Journal of Law, Medicine & Ethics, 26, no. 4 (1998): 350-52.

(c) 1998 by the American Society of Law, Medicine & Ethics. All rights reserved.

Recently, due to a number of converging factors, there have been significant shifts in public policy regarding the legitimacy of treating chronic pain with opioids. Traditional tenets handed down in medical, dental, nursing, and pharmacy education created a distinct reluctance on the part of practitioners to prescribe opioids on a continual basis. Much has been written about the reasons for these attitudes. One of the barriers that is very consistently reported by prescribers is the fear of regulatory and legal repercussions to ongoing prescription of this class of medications.

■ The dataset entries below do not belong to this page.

PR #1697, opened 2019-08-25
Fixed navbar adding incorrect class to body when navbar is fixed at top/bottom

Silvea12:
Fixes incorrect body class being added to the body when navbar is fixed to the top/bottom, which prevented the correct spacing to be added.

See https://bulma.io/documentation/components/navbar/#fixed-navbar


jtommy:
Thanks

It is in this arena that sentinel changes have occurred, the most recent of which is the promulgation of a document prepared by the Federation of State Medical Boards (FSMB), which suggests a set of guidelines meant to be endorsed or adopted by individual medical licensing boards on how to approach this particular aspect of practice. These guidelines, representing a broad consensus from a wide constituency, were developed in a relatively open forum and detail a balanced approach to the prescription of opioids for chronic pain. Similar actions have occurred at the state level, such as intractable pain treatment acts (IPTAs) in multiple states and the recent California law, known as the Pain Patient's Bill of Rights. Even though these products, borne of rethinking the place of opioids and the treatment of chronic pain, are encouraging, there is with any law, rule, or policy the potential for unintended consequences. Here, we discuss some potential negative sequelae of these generally positive actions from the perspective of two pain physicians who were involved in the development of FSMB's guidelines.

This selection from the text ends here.